PR #5856, opened 2025-06-23
Refactor STA attributes logic outside of adapter

### LINKED ISSUE #5693: [MSTest][v4] STAThreadAttribute should be sealed
We should seal the attribute, and no longer make it special cased by the adapter. Instead, the attribute should override `Execute` (or `ExecuteAsync`) to invoke the test in an STA thread.

Youssef1313:
Closes #5693

Related to #1285

### DIFF
--- a/src/TestFramework/TestFramework/Attributes/TestMethod/STATestMethodAttribute.cs
+++ b/src/TestFramework/TestFramework/Attributes/TestMethod/STATestMethodAttribute.cs
@@ -19,8 +19,14 @@ public class STATestMethodAttribute : TestMethodAttribute
     {
     }
 
-    public STATestMethodAttribute(TestMethodAttribute? testMethodAttribute, string callerFilePath, int callerLineNumber)
-        : base(callerFilePath, callerLineNumber)
+    /// <summary>
+    /// Initializes a new instance of the <see cref="STATestMethodAttribute"/> class.
+    /// This constructor is intended to be called by <see cref="STATestClassAttribute"/> (or derived) to wrap an existing test method attribute.
+    /// It can also be called by a derived <see cref="STATestMethodAttribute"/> which will be called by a derived <see cref="STATestClassAttribute"/>.
+    /// </summary>
+    /// <param name="testMethodAttribute">The wrapped test method.</param>
+    public STATestMethodAttribute(TestMethodAttribute testMethodAttribute)
+        : base(testMethodAttribute.DeclaringFilePath, testMethodAttribute.DeclaringLineNumber ?? -1)
         => _testMethodAttribute = testMethodAttribute;
 
     /// <summary>
--- a/src/TestFramework/TestFramework/Attributes/TestMethod/STATestClassAttribute.cs
+++ b/src/TestFramework/TestFramework/Attributes/TestMethod/STATestClassAttribute.cs
@@ -10,6 +10,6 @@ namespace Microsoft.VisualStudio.TestTools.UnitTesting;
 public class STATestClassAttribute : TestClassAttribute
 {
     /// <inheritdoc />
-    public override TestMethodAttribute? GetTestMethodAttribute(TestMethodAttribute? testMethodAttribute)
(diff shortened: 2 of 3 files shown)


src/TestFramework/TestFramework/Attributes/TestMethod/STATestMethodAttribute.cs
```diff
@@ -9,11 +9,52 @@ namespace Microsoft.VisualStudio.TestTools.UnitTesting;
...
+
     /// <summary>
     /// Initializes a new instance of the <see cref="STATestMethodAttribute"/> class.
     /// </summary>
     public STATestMethodAttribute([CallerFilePath] string callerFilePath = "", [CallerLineNumber] int callerLineNumber = -1)
         : base(callerFilePath, callerLineNumber)
     {
     }
+
+    internal STATestMethodAttribute(TestMethodAttribute? testMethodAttribute, string callerFilePath, int callerLineNumber)
```
Evangelink: Maybe this should be `protected internal` so that it's possible to call when inheriting.

Youssef1313: My theory is that this constructor needs to only ever be called by `STATestClassAttribute`. Why would a derived class need to use it?

Youssef1313:
> Do you want to also simplify logic from

Hmm, I'm not sure exactly what to simplify there as this is more of a global setting unrelated to the attributes.

src/TestFramework/TestFramework/Attributes/TestMethod/STATestMethodAttribute.cs
Evangelink: `MySTATestClassAttribute` that would call `MySTATestMethodAttribute` exactly how you are doing now.

Evangelink:
> > Do you want to also simplify logic from
> 
> Hmm, I'm not sure exactly what to simplify there as this is more of a global setting unrelated to the attributes.

True, if we don't care much about perf, we could force `STATEstMethod` on all test methods in such context. This is obviously less performant than having a single STA move.

src/TestFramework/TestFramework/Attributes/TestMethod/STATestMethodAttribute.cs
Youssef1313: @Evangelink In that case it would be `public` not `protected internal`?

Evangelink: I made the assumption their 2 attributes would be defined in the same assembly so we need `internal` to have class attribute calling method attribute and we need `protected` to call base from the method one.

Youssef1313: I'm not sure I follow. If it's `protected internal` it means it's accessible in MSTest.TestFramework assembly **or** in derived types in any assembly. So, for users (outside of MSTest.TestFramework) it means that it's only accessible in derived types. So, a custom STATestClassAttribute can only call the constructor if it's public.

Youssef1313:
> > > Do you want to also simplify logic from
> > 
> > 
> > Hmm, I'm not sure exactly what to simplify there as this is more of a global setting unrelated to the attributes.
> 
> True, if we don't care much about perf, we could force `STATEstMethod` on all test methods in such context. This is obviously less performant than having a single STA move.

The logic in the attribute checks if we are already in STA thread, and in that case we don't create a thread and we run directly.
So, if the option is globally enabled, it doesn't matter much whether or not the attribute is used as it will almost do nothing special.

src/TestFramework/TestFramework/Attributes/TestMethod/STATestMethodAttribute.cs
Evangelink: As per our discussions both approaches are valid. Let's go with `public` to give me flexibility to users.

Youssef1313:
```suggestion
    public STATestMethodAttribute(TestMethodAttribute? testMethodAttribute, string callerFilePath, int callerLineNumber)
```

Evangelink (approved):

PR #5857, opened 2025-06-23
Fix TestContext properties nullability

### LINKED ISSUE #1403: MSTest v4 TestContext properties should not be nullable
## Describe the bug
MSTest 3.0.0-preview-20221122-01
`TestContext.TestName` is nullable, which is technically correct, but makes no sense to me.

## Expected behavior
"All" (those which make sense) Properties of `TestContext` should not be nullable and throw an exception if the underlying property dictionary has those properties removed or replaced by nulls.

Example:
`public virtual string TestName => GetProperty<string>("TestName") ?? throw new InvalidOperationException("Missing TestName");`

Having nullable on all those properties just makes tests much more verbose. And when I expect a `TestRunDirectory`, havin null there is an exceptional case anyway. Plus if I really needed an optional `TestRunDirectory` I could retrieve it via `GetProperty()`.

## Actual behavior
https://github.com/microsoft/testfx/blob/8161dfbba093957e2cd1e6aabaf099a10e2915d3/src/TestFramework/TestFramework.Extensions/TestContext.cs#L122

Youssef1313:
Closes #1403

Related to #1285

### DIFF
--- a/src/TestFramework/TestFramework.Extensions/TestContext.cs
+++ b/src/TestFramework/TestFramework.Extensions/TestContext.cs
@@ -141,22 +141,26 @@ public abstract class TestContext
     /// in the test results. Users can benefit from messages that include the fully-qualified
     /// class name in addition to the name of the test method currently being executed.
     /// </remarks>
-    public virtual string FullyQualifiedTestClassName => GetProperty<string>(FullyQualifiedTestClassNameLabel) ?? throw new InvalidOperationException();
+    public virtual string FullyQualifiedTestClassName => GetProperty<string>(FullyQualifiedTestClassNameLabel)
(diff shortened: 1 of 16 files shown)


src/TestFramework/TestFramework.Extensions/TestContext.cs
```diff
@@ -141,22 +141,22 @@ public abstract class TestContext
     /// in the test results. Users can benefit from messages that include the fully-qualified
     /// class name in addition to the name of the test method currently being executed.
     /// </remarks>
-    public virtual string? FullyQualifiedTestClassName => GetProperty<string>(FullyQualifiedTestClassNameLabel);
+    public virtual string FullyQualifiedTestClassName => GetProperty<string>(FullyQualifiedTestClassNameLabel) ?? throw new InvalidOperationException();
```
Evangelink: Let's add the localized exception message, something along the lines of `TestContext properties related to the current test are not available during Assembly or Class Initialize execution.`.

PR #5858, opened 2025-06-23
Remove CssIteration, CssProjectStructure, and Description

### LINKED ISSUE #5787: [MSTest v4] Consider removing `CssIterationAttribute`, `CssProjectStructureAttribute`, and `DescriptionAttribute`
I don't see these being used for anything useful. We should probably remove them.

Youssef1313:
Closes #5787

Related to #1285


Evangelink (approved):

avivanoff:
We actually heavily use description attributes to provide detailed information about the tests.

avivanoff:
@Evangelink, at a minimum it is part of TRX schema, see `%VSINSTALLDIR%\Xml\Schemas\vstst.xsd`.

Youssef1313:
@avivanoff Thanks for bringing this up. It's indeed specified in the TRX schema, but it seems like VSTest never included this info in TRX before?

There was a feature request here https://github.com/microsoft/vstest/issues/98 but it was closed and not implemented. So far, I don't see anything we are losing with the removal of the attribute. To me, this sounds like it will be a new feature to implement on MTP TrxReport, and support it in MSTest and VSTestBridge. And then we can reuse System.ComponentModel.DescriptionAttribute.

avivanoff:
@Youssef1313, I really see a value in the attribute. How else would you specify what unit test does?

We have tens of thousands of unit tests that use description attribute. We would have to touch thousands of files when upgrading to MSTest 4. If I am reading you right, we should switch to System.ComponentModel.DescriptionAttribute and file a feature request to support it.

Youssef1313:
> We would have to touch thousands of files when upgrading to MSTest 4.

To make it easier, you can add a global using for `System.ComponentModel` so that you don't have to touch thousands of files.

> If I am reading you right, we should switch to System.ComponentModel.DescriptionAttribute and file a feature request to support it.

Yes. I think `DescriptionAttribute` was never supported properly before as it doesn't end up being written in TRX today already.

avivanoff:
@Youssef1313, not everyone is lucky enough to be on C# 10 or later, our products still support .NET Framework 4.8.

Youssef1313:
@nohwnd You meant latest not default?

nohwnd:
(and we do use Latest in our projects, with mostly success, but we also might be more used to having our projects not build after update, and that might not be what OP wants)

avivanoff:
@nohwnd, everything I find online about using LangVersion=default warns that it might lead to runtime errors.

Youssef1313:
@avivanoff We will add back `DescriptionAttribute`, and potentially support it in MTP TRX.
For `CssIterationAttribute` and `CssProjectStructureAttribute`, I think they are not widely used. We are obsoleting them in 3.10 https://github.com/microsoft/testfx/pull/5981.

nohwnd:
> We do not have the luxury to rely on YouTube videos, we need a clear statement in Microsoft's documentation.

Can you please tell me where the documentation says that you should not use `default`? Because in my original response I was trying to find the best way to do this, according to the documentation, rather than relying on my experience.

PR #5868, opened 2025-06-24
Remove ExpectedExceptionAttribute

### LINKED ISSUE #135: Deprecate ExpectedException attribute.
## Description
I can still write tests that use ExpectedExceptionAttribute.

## Steps to reproduce
Write this test
[TestMethod]
[ExpectedException(typeof(ArgumentException))]
public void TestMyStuff()
{
// arrange
var instanceUnderTest = new YourFunkyClass();
DoSomethingThatThrowsArgumentException();

// act // assert
Assert.ThrowsException<ArgumentException>(()=>instanceUnderTest.DoStuff("badargument");}
}
## Expected behavior
I understand backwards compatibility, but ExpectedException is WIDELY recognized to be a source of tests passing when they should be failing. Any test with ExpectedException is effectively useless unless there are absolutely no other calls in the test. You just don't know if it's failing for the reason you expect it to fail, or if it's even getting to the line you want it to fail on.

At a minimum, there needs to be a way to set the test runner to reject it so that if someone brings it in, it fails. By MSTest 3, the attribute should go away entirely.

## Actual behavior
I can still use it.

## Environment
plain Win10, VS2017.

[AB#1934068](https://devdiv.visualstudio.com/0bdbc590-a062-4c3f-b0f6-9383f67865ee/_workitems/edit/1934068)

Youssef1313:
Closes #135

Related to #1285

### DIFF
--- a/test/UnitTests/MSTestAdapter.PlatformServices.UnitTests/Execution/TestMethodInfoTests.cs
+++ b/test/UnitTests/MSTestAdapter.PlatformServices.UnitTests/Execution/TestMethodInfoTests.cs
@@ -1092,20 +1092,6 @@ public class TestMethodInfoTests : TestContainer
         Verify(!testCleanupCalled);
     }
 
-    public async Task TestMethodInfoInvokeShouldSetResultAsFailedWhenExceptionIsExpectedButIsNotThrown()
-    {
-        DummyTestClass.TestMethodBody = o => { };
-        var testMethodInfo = new TestMethodInfo(_methodInfo, _testClassInfo, _testContextImplementation)
-        {
-            TimeoutInfo = TimeoutInfo.FromTimeout(3600 * 1000),
-            Executor = _testMethodAttribute,
-        };
-        TestResult result = await testMethodInfo.InvokeAsync(null);
-        Verify(result.Outcome == UTF.UnitTestOutcome.Failed);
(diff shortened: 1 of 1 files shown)


src/TestFramework/TestFramework.Extensions/TestContext.cs
```diff
@@ -100,15 +100,6 @@ public abstract class TestContext
...
-    /// <summary>
-    /// Gets the Fully-qualified name of the class containing the test method currently being executed.
-    /// </summary>
-    /// <remarks>
-    /// This property can be useful in attributes derived from ExpectedExceptionBaseAttribute.
-    /// Those attributes have access to the test context, and provide messages that are included
-    /// in the test results. Users can benefit from messages that include the fully-qualified
-    /// class name in addition to the name of the test method currently being executed.
-    /// </remarks>
     public virtual string FullyQualifiedTestClassName => GetProperty<string>(FullyQualifiedTestClassNameLabel)
```
Youssef1313, line 106:
```suggestion
    /// <summary>
    /// Gets the Fully-qualified name of the class containing the test method currently being executed.
    /// </summary>
    public virtual string FullyQualifiedTestClassName => GetProperty<string>(FullyQualifiedTestClassNameLabel)
```

PR #5882, opened 2025-06-25
Drop netstandard2.0 from adapter

### LINKED ISSUE #5645: [Breaking][v4] MSTest.TestAdapter (and consequently MSTest metapackage) should drop netstandard2.0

☆ ☆ ☆ ☆ ☆

ASSIGNED TASK = Working from the listing above, pick out every line that has "minimum" and copy it.

RESPONSE TO THE TASK =
@Evangelink, at a minimum it is part of TRX schema, see `%VSINSTALLDIR%\Xml\Schemas\vstst.xsd`.
At a minimum, there needs to be a way to set the test runner to reject it so that if someone brings it in, it fails. By MSTest 3, the attribute should go away entirely.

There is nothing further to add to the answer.